▸ Your instructions
Below are the records. List every line holding the word "Jira".

▸ Raw data
PR #20038, opened 2023-10-27
[BTS-1661] Added new graph (vertex related) error code

hkernbach:
### Scope & Purpose

Added more detailed error code related to the use of not available/defined vertex collections inside graph operations.
In some operations, the error code: `TRI_ERROR_GRAPH_REFERENCED_VERTEX_COLLECTION_NOT_USED` now got
replaced with the error code: `TRI_ERROR_GRAPH_VERTEX_COLLECTION_NOT_USED`. 

The difference is that the `referenced not used` means that the vertex collection is not defined within the scope of the graph definition (e.g. a vertex is used inside a `_from` or `_to` attribute of an edge document). 

The newly introduced error checks if a vertex collection is used at all in general, e.g.:
- One tries to insert a new vertex document to a vertex collection which is not part of the graph
- Same analogy applies for removals, replaces, etc.

- [x] :hankey: Bugfix

### Checklist

- [x] Tests
  - [x] **integration tests**

#### Related Information

- [ ] Docs PR: 
- [x] GitHub issue / Jira ticket: https://arangodb.atlassian.net/browse/BTS-1661


hkernbach:
Review can be done, but added `DO_NOT_MERGE` label. Jenkins is in maintenance, therefore I cannot start our additional CI there

hkernbach:
Note: Also includes [BTS-1660] Fix PATCH validation in some gharial API related graph operations, see: https://github.com/arangodb/arangodb/pull/20038/commits/d798726bfeaa06c6ada7ee9c531410f01ac0236f

arangod/Graph/GraphOperations.cpp
```diff
@@ -201,7 +202,18 @@ Result GraphOperations::checkVertexCollectionAvailability(
...
+    if (edgeDocumentOrigin == VertexValidationOrigin::FROM_ATTRIBUTE ||
+        edgeDocumentOrigin == VertexValidationOrigin::TO_ATTRIBUTE) {
+      std::string originString = "_from";
+      if (edgeDocumentOrigin == VertexValidationOrigin::TO_ATTRIBUTE) {
+        originString = "_to";
+      }
+
+      return Result(TRI_ERROR_GRAPH_REFERENCED_VERTEX_COLLECTION_NOT_USED,
+                    "referenced " + originString + " collection '" +
+                        vertexCollectionName + "' is not part of the graph");
```
jsteemann, line 214: nit
```suggestion
      std::string_view originString = "_from";
      if (edgeDocumentOrigin == VertexValidationOrigin::TO_ATTRIBUTE) {
        originString = "_to";
      }

      return Result(TRI_ERROR_GRAPH_REFERENCED_VERTEX_COLLECTION_NOT_USED,
                    absl::StrCat("referenced ", originString, " collection '",
                        vertexCollectionName, "' is not part of the graph"));
```

arangod/Graph/GraphOperations.cpp
```diff
@@ -844,8 +856,74 @@ std::pair<OperationResult, bool> GraphOperations::validateEdgeContent(
...
+      if (pos != std::string::npos) {
+        fromCollectionName = fromString.substr(0, pos);
+        // check if vertex collections are part of the graph definition
+        auto foundFromRes = checkVertexCollectionAvailability(
+            fromCollectionName, VertexValidationOrigin::FROM_ATTRIBUTE);
+        if (foundFromRes.fail()) {
+          return OperationResult(foundFromRes, options);
+        }
+
+        fromCollectionKey = fromString.substr(pos + 1, fromString.length());
```
jsteemann, line 878: nit: while this works, the usage of std::strings here is not efficient, as we create up to 3 std::strings for the _from and up to 3 std::strings for the _to parts. Using std::string_views here would have done it as well, but it may require the validation function `checkVertexCollectionAvailability` to use std::string_view as well.
So I am not insisting on the change now.

js/common/bootstrap/errors.js
```diff
@@ -286,6 +286,7 @@
     "ERROR_GRAPH_NO_INITIAL_COLLECTION" : { "code" : 1946, "message" : "no valid initial collection found" },
     "ERROR_GRAPH_REFERENCED_VERTEX_COLLECTION_NOT_USED" : { "code" : 1947, "message" : "referenced vertex collection is not part of the graph" },
     "ERROR_GRAPH_NEGATIVE_EDGE_WEIGHT" : { "code" : 1948, "message" : "negative edge weight found" },
+    "ERROR_GRAPH_VERTEX_COLLECTION_NOT_USED" : { "code" : 1949, "message" : "vertex collection not used in graph" },
```
jsteemann, line 289: Is this really "not used in graph" or rather "not part of the graph"?
```suggestion
    "ERROR_GRAPH_VERTEX_COLLECTION_NOT_USED" : { "code" : 1949, "message" : "vertex collection not used in graph" },
```

jsteemann (approved):
LGTM

js/common/bootstrap/errors.js
hkernbach: Thanks, will change that and make it more clear

arangod/Graph/GraphOperations.cpp
hkernbach: I do agree, but yes this will be a bigger change. Quickly tested it and a lot of things need to be adjusted then. So let's do this in a follow up pr.

PR #20039, opened 2023-10-27
[BTS-1660] Fix PATCH validation in some gharial API related graph operations

hkernbach:
### Scope & Purpose

Original bug description:
```
When updating (PATCH) edges with Gharial and only specifying one of the two edge attributes
(_from or _to but not both), there doesn't seem to be any validation for the referenced vertex 
other than there needs to be a / with at least one character to the left and right.
```

This behaviour is now fixed. 

- [x] :hankey: Bugfix

### Checklist

- [x] Tests
  - [x] **integration tests**

#### Related Information

- [ ] Docs PR: 
- [x] GitHub issue / Jira ticket: https://arangodb.atlassian.net/browse/BTS-1660


hkernbach:
Review can be done, but added `DO_NOT_MERGE` label. Jenkins is in maintenance, therefore I cannot start our additional CI there

PR #20050, opened 2023-10-31
Deal with race in leader change [BTS-1647][BTS-1658]

neunhoef:
### Scope & Purpose

This deals with https://arangodb.atlassian.net/browse/BTS-1647.

This is a backport of https://github.com/arangodb/arangodb/pull/19996

Short problem description:

Due to a race during moveShard for leader change it is possible that a shard gets into a state such that both leader and follower believe they are in sync, but the FollowerTermId is incorrectly set in the follower. This means that the follower is dropped on the first write operation to the shard.

This PR fixes this by properly cleaning up `_theLeader` on the follower in case of an error.

Furthermore, we ensure that something is logged on INFO level whenever a shard synchronization fails. This is crucial for debugging.

Testing this is tricky. Therefore we introduce a new system to serialize events in a local cluster globally. This is implemented in
```
  lib/Basics/GlobalSerialization.h
  lib/Basics/GlobalSerialization.cpp
```
and can be used to stage test scenarios that depend on such a global event order.

Finally, this fixes a second problem in leader change. If A was leader and B and C follower, and we switch from leader A to B, then C was never adopted as new follower and had to resync. This is due to a wrong check for the old leader, which is fixed now. I did not find a way to reliably test this, since very occasionally it can happen that due to some sequence of events a `SynchronizeShard` is triggered in this situation.

- [*] :hankey: Bugfix

### Checklist

- [*] Tests
  - [*] **Regression tests**
  - [*] **integration tests**
- [*] Backports
  - [*] Backport for 3.10: this is it

#### Related Information

- [*] Enterprise PR: - 
- [*] GitHub issue / Jira ticket: https://arangodb.atlassian.net/browse/BTS-1647.
- [*] Devel PR: https://github.com/arangodb/arangodb/pull/19996

### DIFF
--- a/CHANGELOG
+++ b/CHANGELOG
@@ -1,3 +1,14 @@
+v3.10.12 (XXXX-XX-XX)
+---------------------
+
+* Fixed a race in controlled leader change which could lead to a situation 
+  in which a shard follower is dropped when the first write operation
+  happens. This fixes BTS-1647.
+
+* Fixed an unnecessary follower drop in controlled leader change, which will
+  speed up leader changes. This fixes BTS-1658.
+
+
 v3.10.11 (2023-10-19)
 ---------------------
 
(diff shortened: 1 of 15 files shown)


MBkkt (approved):

jsteemann (approved):
LGTM

KVS85:
- [ ] https://jenkins.arangodb.biz/view/PR/job/arangodb-matrix-pr/31971/

PR #20051, opened 2023-10-31
Coroutines for Futures

maierlars:
### Scope & Purpose
This PR moves the quick and dirty implementation that makes futures compatible with coroutines into futures library such that they are available for all users of the futures. 

This implementation is retrofitted onto the existing futures library and can be improved once futures are designed in a coroutine first way.

### DIFF
--- a/lib/Futures/CMakeLists.txt
+++ b/lib/Futures/CMakeLists.txt
@@ -2,8 +2,12 @@ add_library(arango_futures STATIC
   src/Future.cpp)
 
 target_include_directories(arango_futures
-  PUBLIC
-  ${PROJECT_SOURCE_DIR}/3rdParty/iresearch/external/function2
-  include)
+        PUBLIC
+        ${PROJECT_SOURCE_DIR}/3rdParty/iresearch/external/function2
+        include)
+
+target_include_directories(arango_futures
+        PUBLIC
+        ${PROJECT_SOURCE_DIR}/lib/Inspection/include)
 
 target_link_libraries(arango_futures arango_assertions)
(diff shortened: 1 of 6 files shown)


lib/Futures/CMakeLists.txt
```diff
@@ -2,8 +2,12 @@ add_library(arango_futures STATIC
...
-  PUBLIC
-  ${PROJECT_SOURCE_DIR}/3rdParty/iresearch/external/function2
-  include)
+        PUBLIC
+        ${PROJECT_SOURCE_DIR}/3rdParty/iresearch/external/function2
+        include)
+
+target_include_directories(arango_futures
+        PUBLIC
+        ${PROJECT_SOURCE_DIR}/lib/Inspection/include)
```
maierlars, line 11: Include was necessary, because `ResultT` headers use some `Inspector` types to make it serializable.

MBkkt (approved):

lib/Futures/CMakeLists.txt
markuspf: Can you not just use 
```
target_link_libraries(arango_futures, INTERFACE arango_inspection)
``` 
instead of that hack?

lib/Futures/include/Futures/coro-helper.h
```diff
@@ -30,10 +30,10 @@ namespace std_coro = std;
...
 #include <optional>
 
-#include <Basics/Exceptions.h>
-#include <Basics/Result.h>
-#include <Futures/Promise.h>
-#include <Futures/Try.h>
+#include "Basics/Exceptions.h"
+#include "Basics/Result.h"
+#include "Promise.h"
+#include "Try.h"
```
markuspf, line 36: Why did you remove that `<Futures/Promise.h>` and `<Futures/Try.h>` prefix?

markuspf (changes requested):
In addition to the raised questions, would it be possible to have some tests for this functionality?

▸ Your solution
- [x] GitHub issue / Jira ticket: https://arangodb.atlassian.net/browse/BTS-1661
- [x] GitHub issue / Jira ticket: https://arangodb.atlassian.net/browse/BTS-1660
- [*] GitHub issue / Jira ticket: https://arangodb.atlassian.net/browse/BTS-1647.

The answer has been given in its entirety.